Problem description | Whenever a line in the data holds the string "BaseErrorsEnum", copy that line.

Stored data:
== Segment start ==

Issue #357, opened 2024-01-29
Injected registry should allow for overriding and deep comparison


TarikGul:
Currently the `injectedRegsitry` option just allows for adding in a chain based on ID. But it actually doesn't do any deep comparison.

Example:

If the registry contains

```
polkadot: {
    '9876': {
        tokens: ['TST'],
	assetsInfo: { ... },
	foreignAssetsInfo: { ... },
	specName: 'testing',
	poolPairsInfo: { ... },
    },
},
```

The user should be able to input:

```
injectedRegistry: {
    polkadot: {
        '9876': {
            tokens: ['TST', 'TST2']
        }
    }
}
```

Which will only update the tokens field with the new values. This should be applicable to any field in the registry.

bee344:
This is partially covered by #359 , which covers the update and deep comparison. The overriding is still pending

TarikGul:
Completed via: https://github.com/paritytech/asset-transfer-api/pull/369

PR #359, opened 2024-02-01
feat: ensure the injectedRegsitry opt does deep comparisons

bee344:
### Description
It allows updating the entries of the existing registry with new info~, as well as overriding existing entries~. The injected registry no longer requires to have all the fields filled when updating an existing entry, but it errors out when adding a new entry and not specifying the chain's `specName` ~or `tokens`~.

#### Added `updateRegistry` to `parseRegistry`
Added the function `updateRegistry` to handle checking whether the entry already exists or if it's new info, and if it's already present, it updates the corresponding fields.

#### Added alternative interfaces with optional values
Added ~`InjectedChainInfoRegistry` , `InjectedChainInfo` and~ `InjectedChainInfoKeys` alternative interface~s~ to allow for injected registries with partial info, as well as  ~the `AssetTransferApiInjectedOpts` type for comparison~ made `AssetTransferApiOpts`, `ChainInfo` and `ChainInfoRegistry` to take either `InjectedChainInfoKeys` or `ChainInfoKeys` depending on what's needed.

#### Updated tests and `adjustedMockSystemApi`
Foreign assets' tests failed because `TNKR` is already in the registry, so I modified the `adjustedMockSystemApi`'s `foreignAssets` to another asset, updated the corresponding tests, and updated the `parseRegistry`'s tests to account for the new functionality.

Rel: #357


src/registry/parseRegistry.spec.ts
```diff
@@ -46,4 +46,124 @@ describe('parseRegistry', () => {
...
+		const registry = parseRegistry(reg as ChainInfoRegistry, opts);
+
+		expect(registry.rococo['2000']).toStrictEqual({
+			tokens: ['TST'],
+			assetsInfo: {},
+			foreignAssetsInfo: {},
+			specName: 'testy',
+			poolPairsInfo: {},
+		});
+	});
```
TarikGul, line 168: What if the current chain has 50 entries for `foreignAssetsInfo`, and we just want to add one more?

TarikGul: Is the current case we would have to copy all 50 entries in memory to another object, then add our new asset then override the registries version?

src/registry/parseRegistry.ts
```diff
@@ -1,21 +1,44 @@
...
-export const parseRegistry = (registry: ChainInfoRegistry, assetsOpts: AssetTransferApiOpts): ChainInfoRegistry => {
+const updateRegistry = (injectedChain: InjectedChainInfo, registry: ChainInfoRegistry, registryChain: string) => {
+	for (const key of Object.keys(injectedChain)) {
+		const info = registry[registryChain] as unknown as ChainInfo;
+		if (info[key] !== undefined) {
+			Object.assign(info[key], injectedChain[key]);
+		} else {
+			for (const property of Object.keys(info[0])) {
+				if (injectedChain[key][property] === undefined) {
+					if (property === 'specName' || property === 'tokens') {
```
TarikGul, line 15: Why are we singling out specName, and tokens here, what about the rest of the keys?

src/types.ts
```diff
@@ -161,6 +161,18 @@ export type AssetTransferApiOpts = {
 	registryType?: RegistryTypes;
 };
 
+export type AssetTransferApiInjectedOpts = {
```
TarikGul, line 164: We dont need to make a copy of the `AssetTransferApiOpts` type just use Generics to pass in a type that's necessary.

src/registry/Registry.ts
```diff
@@ -271,7 +271,7 @@ export class Registry {
 		for (let i = 0; i < paraIds.length; i++) {
 			const id = paraIds[i];
 			const chain = this.currentRelayRegistry[id];
-			if (chain.specName.toLowerCase() === specName.toLowerCase()) {
+			if (chain.specName !== undefined && chain.specName.toLowerCase() === specName.toLowerCase()) {
```
TarikGul, line 274:
```suggestion
			if (chain.specName && chain.specName.toLowerCase() === specName.toLowerCase()) {
```

TarikGul (changes requested):
On the first review I have some nits, and questions. So far though, amazing job!

src/registry/parseRegistry.ts
bee344: Because in this case we are adding a chain to the registry, and it must have `specName` and `tokens`, the other fields are autofilled with `{}` as per line 18.

bee344: I added a new test where you can see this at work

TarikGul:
As mentioned in an offline discussion we are moving this PR from a override to injection only, and a less rigid set of rules, making it as much as a deep comparison as possible

src/registry/parseRegistry.spec.ts
```diff
@@ -46,4 +46,586 @@ describe('parseRegistry', () => {
...
+						tokens: tokens,
+						assetsInfo: assetsInfo,
+					},
+				},
+			},
+		};
+
+		const registry = parseRegistry(reg as ChainInfoRegistry, opts);
+
+		expect(registry.kusama['1000'].assetsInfo).toStrictEqual({
```
TarikGul, line 194: This kind of check is unmaintainable, since the registry assets will grow, and we will have to update this test everytime we update the package. Instead just see if the value exists. Same with the tests below.

src/registry/parseRegistry.ts
```diff
@@ -1,21 +1,59 @@
...
+// Copyright 2023-2024 Parity Technologies (UK) Ltd.
 
 import { ASSET_HUB_CHAIN_ID } from '../consts';
-import type { AssetTransferApiOpts } from '../types';
-import type { ChainInfoRegistry } from './types';
+import type { AssetTransferApiInjectedOpts } from '../types';
+import type { ChainInfo, ChainInfoRegistry, InjectedChainInfo } from './types';
 
-export const parseRegistry = (registry: ChainInfoRegistry, assetsOpts: AssetTransferApiOpts): ChainInfoRegistry => {
+const updateRegistry = (injectedChain: InjectedChainInfo, registry: ChainInfoRegistry, registryChain: string) => {
```
TarikGul, line 7: For a cleaner solution we should really use recursion here for deep comparisons and updates. Having a triple nested loop is not ideal.

TarikGul: That being said there are arguments to both sides:

recursion: We could implement it once in a generic way, and never have to touch it again, even if the structure of the registry changes.

iteration: It's generally faster, and less memory intensive especially in stack frames. That being said we would have to update it every time there is a change in the registry.

So I am definitely up for discussion on this.

marshacb (approved):
lgtm!

src/registry/parseRegistry.ts
```diff
@@ -1,21 +1,108 @@
...
+	const buffer: ChainInfoKeys = {
+		tokens: [],
+		assetsInfo: {},
+		foreignAssetsInfo: {},
+		poolPairsInfo: {},
+		specName: '',
+	};
+	for (const id of Object.keys(injectedChain)) {
+		if (!chain[id] && !injectedChain[id].specName) {
+			throw Error(BaseErrorsEnum.SpecNameNotProvided);
```
TarikGul, line 81: For this lets use the BaseError function we created in the library, so:

```
throw new BaseError('<error_message>', BaseErrorsEnum.SpecNameNotProvided);
```

TarikGul (changes requested):
Just one little nit, then this is good to go! Really great job :)

src/registry/parseRegistry.ts
```diff
@@ -78,7 +78,7 @@ const updateRegistry = (
 	};
 	for (const id of Object.keys(injectedChain)) {
 		if (!chain[id] && !injectedChain[id].specName) {
-			throw Error(BaseErrorsEnum.SpecNameNotProvided);
+			throw new BaseError('<error_message>', BaseErrorsEnum.SpecNameNotProvided);
```
TarikGul, line 81: Replace the `<error_message>` with a actual error message

TarikGul (approved):
LGTM, really amazing job!

PR #361, opened 2024-02-05
questions [DO NOT MERGE]

TarikGul:


src/registry/parseRegistry.ts
```diff
@@ -4,17 +4,20 @@ import { ASSET_HUB_CHAIN_ID } from '../consts';
 import type { AssetTransferApiOpts } from '../types';
 import type { ChainInfo, ChainInfoKeys, ChainInfoRegistry, InjectedChainInfoKeys } from './types';
 
-const propertyIterator = (input: object, chain: ChainInfo<ChainInfoKeys>, id: string, property: string) => {
+// Question what if the input is an array filled with object that we need to deep check.
+const propertyIterator = (input: object, chain: ChainInfo<ChainInfoKeys>, id: string, property?: string) => {
```
TarikGul, line 8: With input I think we can get a better type than just an `object`, what if we want to pass in an array that is filled with objects?

PR #369, opened 2024-02-09
feat: allow for registry override

bee344:
### Description
Updated `parseRegistry` to allow for overriding entries of the existing registry. This is achieved by adding the optional property `overridingRegistry` to `AssetTransferApiOpts`. Now `propertyIterator` takes an extra optional argument `override`, a `boolean` that defines whether we intend to override the registry or not. This value is set on `parseRegistry` and depends on the presence of the property `overridingRegistry` in the `opts` passed to the function. If the `chainId` passed in `overridingRegistry` is not present in the registry, it just adds it as if it were an `injectedRegistry`. If both options are present, it first updates the registry with `injectedRegistry` and then makes the changes as per `overridingRegistry`.


src/registry/parseRegistry.spec.ts
```diff
@@ -469,73 +483,287 @@ describe('parseRegistry', () => {
...
+						tokens: ['WOP', 'WER'],
+					},
+				},
+			},
+		};
+		const registry = parseRegistry(reg as ChainInfoRegistry<ChainInfoKeys>, opts);
+
+		expect(registry.westend['0'].tokens).toStrictEqual(['WOP', 'WER']);
+	});
+	it("Should correctly override the registry's token entry", () => {
```
marshacb, line 570: duplicate test case

marshacb (approved):
minor nit. LGTM

src/types.ts
```diff
@@ -154,6 +154,10 @@ export type AssetTransferApiOpts<T extends ChainInfoKeys | InjectedChainInfoKeys
 	 * Option to inject chain information into the registry.
 	 */
 	injectedRegistry?: RequireAtLeastOne<ChainInfoRegistry<T>>;
+	/**
+	 * Option to override the registry with the supplied chain information.
+	 */
+	overridingRegistry?: RequireAtLeastOne<ChainInfoRegistry<InjectedChainInfoKeys>>;
```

== Segment end ==

Final answer |
+			throw Error(BaseErrorsEnum.SpecNameNotProvided);
throw new BaseError('<error_message>', BaseErrorsEnum.SpecNameNotProvided);
-			throw Error(BaseErrorsEnum.SpecNameNotProvided);
+			throw new BaseError('<error_message>', BaseErrorsEnum.SpecNameNotProvided);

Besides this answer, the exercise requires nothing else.